I subsequently hunted in the opposite direction and struck upon how Catholicism has a particularly rich tradition of faith combined with reason even in the area of psychology. Going right back to the days of psychology’s designation as within philosophy’s remit, Catholicism carved out a school of thought based on traditional philosophy under the banner of ‘Neoscholasticism’. The goal of the Neoscholastics was to integrate the conviction of the soul with the scientific study of the human mind. In fact Kugelmann (2005) lays out how in the same year Wundt opened his psychological institute – 1879 – Pope Leo XIII issued a mandate for all Catholics to study Thomistic philosophy of being. It is St Thomas’s equation of the soul with the intelligence that inspired my coining of the phrase ‘desouling’ for our breakdown in penetrative thinking in the above areas. Neoscholasticism, for many myriad reasons lost its soul (cf. Kugelmann, 2005 for full details) around about the 1960s when TP precisely took off.

While I have the privilege of seeing retrospectively that Neoscholastic philosophy simultaneously underappreciated the role of culture (because it was more overtly Christian then anyway) and the individual (or rather personality), I found its grounding in a workable philosophy of being the cornerstone of my proposal that scholastic spiritual elaborations of our intelligence cannot go far wrong. Those who search for the ghost in the machine must encourage the division of labour between ontology and science as TP adopted doing; whereas the Thomistic rational soul is at least both empirical and preservative in the face of those such as Dennett (1991), who delight in exposing possible material causes for key but suspect fixtures in transpersonal theory – like consciousness, for example.

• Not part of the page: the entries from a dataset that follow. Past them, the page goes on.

PR #51, opened 2021-01-06
Add Service Category Outcomes

karenmillermoj:

Adds Outcomes to the service category and outcome data against the existing categories.

Provide the Service Category outcomes set against a category.


src/main/kotlin/uk/gov/justice/digital/hmpps/hmppsinterventionsservice/jpa/entity/ServiceCategory.kt
```diff
@@ -14,4 +17,9 @@ data class ServiceCategory(
   @CreationTimestamp val created: OffsetDateTime,
   val name: String,
   @OneToMany @JoinColumn(name = "service_category_id") val complexityLevels: List<ComplexityLevel>,
+
+  @ElementCollection()
+  @CollectionTable(name = "service_category_outcome", joinColumns = [JoinColumn(name = "service_category_id")])
+  @Column(name = "outcome")
+  var outcomes: List<String>
```
tomsmyers, line 24: this should be a defined entity i.e. `List<Outcome>`. this follows the pattern used above for complexity levels. it also allows us to easily access the outcome id in this object, instead of just the outcome description. this is required in the DTO to satisfy the front end pacts for service category too.

src/main/kotlin/uk/gov/justice/digital/hmpps/hmppsinterventionsservice/jpa/entity/Referral.kt
```diff
@@ -24,6 +26,10 @@ data class Referral(
   var whenUnavailable: String? = null,
   var complexityLevelID: UUID? = null,
   var serviceCategoryID: UUID? = null,
+
+  @OneToMany @JoinColumn(name = "service_category_id")
```
tomsmyers, line 30: i don't think this is required since the desired outccomes are set on the referral object explicitly via a call to PATCH /draft-referral

src/main/kotlin/uk/gov/justice/digital/hmpps/hmppsinterventionsservice/dto/DraftReferralDTO.kt
```diff
@@ -19,6 +20,7 @@ data class DraftReferralDTO(
   val hasAdditionalResponsibilities: Boolean? = null,
   val whenUnavailable: String? = null,
   val additionalRiskInformation: String? = null,
+  val desiredOutcomes: List<DesiredOutcome>? = null
```
tomsmyers, line 23: the type of this field should be a `List<UUID>` and the field name `desiredOutcomesIds` as per the contract test spec.

tomsmyers:
this needs a few things updating:

- the service category DTO needs to include `List<DesiredOutcome>` as `desiredOutcomes`
- the draft referral DTO needs to include `List<UUID>` as `desiredOutcomesIds`
- the pact tests need updating

src/main/resources/db/migration/V1_6_0__desired_outcome.sql
```diff
@@ -0,0 +1,16 @@
...
+
+  primary key (id),
+  constraint fk__desired_outcome__service_category foreign key(service_category_id) references service_category
+);
+
+create table referral_desired_outcomeids(
+    referral_id        uuid not null,
+    desired_outcomeids uuid,
+
+    constraint fk__referral_desired_outcomeids__referral foreign key (referral_id) references referral
```
sldblog, line 14: Given this table will be used to look up outcomes by referral ID, does this need an index on the `referral_id`?

sldblog (approved):
:+1: LGTM from a data perspective!

One non-blocker: efficient lookup outcome lookup would need an index on the linking table

src/main/resources/db/migration/V1_6_0__desired_outcome.sql
karenmillermoj: yes, it was created from the code hibernate generates.  It also needs to be not null.  I will update and push back - also renamed to remove the ids part of the name that was also automatically created

src/main/kotlin/uk/gov/justice/digital/hmpps/hmppsinterventionsservice/jpa/entity/ServiceCategory.kt
karenmillermoj: Updated

src/main/kotlin/uk/gov/justice/digital/hmpps/hmppsinterventionsservice/dto/DraftReferralDTO.kt
karenmillermoj: Updated

src/main/kotlin/uk/gov/justice/digital/hmpps/hmppsinterventionsservice/jpa/entity/Referral.kt
karenmillermoj: Updated

src/main/resources/db/migration/V1_6_0__desired_outcome.sql
karenmillermoj: Will add in the index separately

src/main/kotlin/uk/gov/justice/digital/hmpps/hmppsinterventionsservice/jpa/service/ReferralService.kt
```diff
@@ -124,6 +124,10 @@ class ReferralService(val repository: ReferralRepository) {
       referral.maximumRarDays = it
     }
 
+    if (!update.desiredOutcomeIds.isNullOrEmpty()) {
```
tomsmyers, line 127: this looks like it might make it impossible to explicitly set no desired outcomes. is that the correct behaviour?

tomsmyers:
since your rar days change has been merged first, the migration in this PR needs renaming to ensure correct application order

src/main/kotlin/uk/gov/justice/digital/hmpps/hmppsinterventionsservice/jpa/service/ReferralService.kt
karenmillermoj: Changed to ignore if null

tomsmyers (approved):

PR #52, opened 2021-01-06
Add rarDays to the Referral

karenmillermoj:

Adds rar days to the Referral and draftReferralDTO

Update the backend to reflect front end changes

### DIFF
--- a/src/main/kotlin/uk/gov/justice/digital/hmpps/hmppsinterventionsservice/jpa/service/ReferralService.kt
+++ b/src/main/kotlin/uk/gov/justice/digital/hmpps/hmppsinterventionsservice/jpa/service/ReferralService.kt
@@ -58,6 +58,12 @@ class ReferralService(val repository: ReferralRepository) {
       }
     }
 
+    update.usingRarDays?.let {
+      if (it && update.maximumRarDays == null) {
+        errors.add(FieldError(field = "usingRarDays", error = Code.CONDITIONAL_FIELD_MUST_BE_SET))
+      }
+    }
+
     if (errors.isNotEmpty()) {
       throw ValidationError("draft referral update invalid", errors)
     }
@@ -108,6 +114,14 @@ class ReferralService(val repository: ReferralRepository) {
 
     update.additionalRiskInformation?.let {
       referral.additionalRiskInformation = it
+    }
+
+    update.usingRarDays?.let {
+      referral.usingRarDays = it
+    }
+
+    update.maximumRarDays?.let {
+      referral.maximumRarDays = it
     }
 
     return repository.save(referral)
--- a/src/main/resources/db/migration/V1_7__referral_rar_days.sql
+++ b/src/main/resources/db/migration/V1_7__referral_rar_days.sql
@@ -1,0 +1,3 @@
+alter table referral
+    add column using_rar_days boolean,
+    add column maximum_rar_days int;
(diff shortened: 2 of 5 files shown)


src/main/kotlin/uk/gov/justice/digital/hmpps/hmppsinterventionsservice/jpa/service/ReferralService.kt
```diff
@@ -47,7 +47,7 @@ class ReferralService(val repository: ReferralRepository) {
     }
 
     update.needsInterpreter?.let {
-      // fixme: error if this is true and interpreterLangyage is missing
+      // fixme: error if this is true and interpreterLanguage is missing
```
tomsmyers, line 50: thanks !

src/main/resources/db/migration/V1_7__referral_rar_days.sql
```diff
@@ -0,0 +1,3 @@
+alter table referral
+    add column using_rar_days boolean,
+    add column maximum_rar_days int
```
tomsmyers, line 3: missing `;` at eol

karenmillermoj: good spot - cheers

tomsmyers (approved):
nice - thanks.

src/test/kotlin/uk/gov/justice/digital/hmpps/hmppsinterventionsservice/jpa/service/ReferralServiceTest.kt
```diff
@@ -220,6 +220,23 @@ class ReferralServiceTest @Autowired constructor(
     referralService.updateDraftReferral(referral, DraftReferralDTO(hasAdditionalResponsibilities = true, whenUnavailable = "wednesdays"))
   }
 
+  @Test
+  fun `when usingRarDays is true, maximumRarDays must be set`() {
+    val referral = Referral()
+    // this is fine
```
sldblog, line 226: Is there a negative variant for assertThrows? It may replace the comment if we could say `assertDoesNotThrow<ValidationError>` or similar 🤔 

(I'm a fan of self-explaining assertions as I always forget to update the comments 😅)

sldblog (approved):

src/main/kotlin/uk/gov/justice/digital/hmpps/hmppsinterventionsservice/jpa/service/ReferralService.kt
```diff
@@ -58,6 +58,12 @@ class ReferralService(val repository: ReferralRepository) {
       }
     }
 
+    update.usingRarDays?.let {
+      if (it && update.maximumRarDays == null) {
+        errors.add(FieldError(field = "usingRarDays", error = Code.CONDITIONAL_FIELD_MUST_BE_SET))
```
sldblog, line 63: We could use a custom code here, for example `rar_days_must_be_set`. Do we need to use generic ones?

sldblog (approved):
Extra question, not a blocker

src/main/kotlin/uk/gov/justice/digital/hmpps/hmppsinterventionsservice/jpa/service/ReferralService.kt
tomsmyers: this does mean there any many more error codes for the front end to manage though. isn't the field info with this message sufficient to convey what the issue is?

PR #53, opened 2021-01-06
IC-615 - more sensible error responses for validation errors 

tomsmyers:

there are three commits here 

- the first reverts a commit which pulls in a third party error handling library.
- the second changes the way we deal with errors so we have more control over the responses. the `ErrorResponse` object defines what the errors always look like. it's more stream lined than before, and allows the api consumer to simply check for existence of `validationErrors` to see if there are field level errors.
- the third adds validation logic for a bunch of existing fields, and the tests for that new logic. 

allow the front end to process form validation errors from the API


src/main/kotlin/uk/gov/justice/digital/hmpps/hmppsinterventionsservice/config/ErrorConfiguration.kt
```diff
@@ -1,60 +1,74 @@
...
-    val bean = LocalValidatorFactoryBean()
-    bean.setValidationMessageSource(messageSource())
-    return bean
+  companion object {
+    private val log = LoggerFactory.getLogger(ErrorConfiguration::class.java)
   }
 }
+
+@JsonInclude(JsonInclude.Include.NON_NULL)
+data class ErrorResponse(
```
tomsmyers, line 69: this is the key class which describes our error responses

mxco86: Have you considered using the HTTP problem details format for the error responses? The format is almost the same so it might be worth a look. Here is the RFC: https://tools.ietf.org/html/rfc7807

tomsmyers: thanks for sharing this document. as you mentioned, the format is similar so i think what we have is ok for now.

karenmillermoj (approved):
I like the enum for the error codes.

PR #55, opened 2021-01-07
store incoming user_id for newly created referrals

tomsmyers:

stored the user id of the logged in user who created the draft referral

allow us to show users all their in progress referrals


karenmillermoj (commented):
Should the created_by_userid  column on the referral table now be set to not null ?

tomsmyers:
> Should the created_by_userid column on the referral table now be set to not null ?

hmm what happens to existing referral entities which do not have created_by_userid set?

karenmillermoj (approved):
no problems

src/main/resources/db/migration/V1_6__created_by_update.sql
```diff
@@ -0,0 +1,11 @@
+alter table referral
+    add column created_by_user_auth_source varchar(255) not null;
+
+-- all the referrals that currently exist are in dev, so updating to a known dev user_id
+update referral
+    set created_by_userid = '2500128586',
+        created_by_user_auth_source = 'delius'
+    where created_by_userid = null;
```
sldblog, line 8: At this point, could we do this change manually on our current environments and/or put it in the `local` scope?

These scripts have to be treated as production code and reasoning like "this won't get executed on production because ..." can create confusion if we look back in a couple of months.

sldblog (commented):
:+1: Looks good to me. I'm a bit uneasy about putting a dev-only data migration in, raised a question about that.

src/main/resources/db/migration/V1_6__created_by_update.sql
tomsmyers: agree, i hesitated a lot over this. karen is right that having the `not null` modifier on the fields is correct, and especially important for prod. however we can't run this migration if any of the existing `created_by_userid`s are null. the reasoning here isn't "this won't get executed on production", it's "this will get executed on production in the furture, but from this point forward there will be no entries with `created_by_userid = null` so the update will not apply to any production data".

sldblog (approved):

src/main/resources/db/migration/V1_6__created_by_update.sql
sldblog: Yes, sorry, "there will be no entries" is what I meant by "won't get executed". We're on the same page :)

Thanks for updating the entry values to `unknown`; that'll make reasoning about values in environments simpler 🎉

PR #57, opened 2021-01-11
rename 'created' field in referral entity to 'createdAt' to make it's meaning clearer to the API consumer

tomsmyers:

rename 'created' field in referral entity to 'createdAt' to make it's meaning clearer to the API consumer

there was some confusion on the backend about the meaning of `created` in the DraftReferralDTO. it sounds like a boolean value, but really it's the timestamp when the referral was created.

### DIFF
--- a/src/main/kotlin/uk/gov/justice/digital/hmpps/hmppsinterventionsservice/dto/DraftReferralDTO.kt
+++ b/src/main/kotlin/uk/gov/justice/digital/hmpps/hmppsinterventionsservice/dto/DraftReferralDTO.kt
@@ -7,7 +7,7 @@ import java.util.UUID
 
 data class DraftReferralDTO(
   val id: UUID? = null,
-  val created: OffsetDateTime? = null,
+  val createdAt: OffsetDateTime? = null,
   val createdByUserId: String? = null,
   val completionDeadline: LocalDate? = null,
   val serviceCategoryId: UUID? = null,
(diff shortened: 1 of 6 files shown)


Gweaton (approved):
Renaming looks sensible, but I haven't exactly grepped the codebase for any you might have missed, hope that's enough for a review!

src/main/resources/db/migration/V1_10__created_at_update.sql
```diff
@@ -0,0 +1,2 @@
+alter table referral
```
sldblog, line 1: Related to the previous versioning PRs -- would it make sense to switch to timestamp-based versions rather than semantic versioning?

`v20210111.210044__rename_created_at.sql`

sldblog (approved):
👍 Nice!

No blockers.

src/main/kotlin/uk/gov/justice/digital/hmpps/hmppsinterventionsservice/dto/DraftReferralDTO.kt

Our wisdom tradition, however, has a reasoned argument for assent to the once great province of psychology itself – the soul. Perhaps if we recover this one element we can prevent the slipping into uncertainty that categorises a lot of the confusion modern seekers after the truth encounter in our day?

David Bench MSc
University of Northampton Alumnus

References
Dennett, D.C. (1991). Consciousness explained. London: Back Bay Books.
Faber, M.D. (1996). Narcissism. In D.A. Leeming, K. Madden & S. Marlan (Eds.) Encyclopedia of Psychology and Religion (pp.607–609). New York: Springer.
Ferrer, J.N. (2009). The plurality of religions and the spirit of pluralism. International Journal of Transpersonal Studies, 28(1), 139–151.
Friedman, H.L. (2005). Problems of romanticism in transpersonal psychology: A case study of aikido. The Humanistic Psychologist, 33(1), 3–24.
Friedman, H.L. (2009). Xenophilia as a cultural trap. International Journal of Transpersonal Studies, 28(1), 107–111.
Kugelmann, R. (2005). Neoscholastic psychology revisited. History of Psychology, 8(2), 131–175.
Vitz, P. (1994). Psychology as religion: The cult of self-worship (2nd edn). Carlisle: Paternoster Press.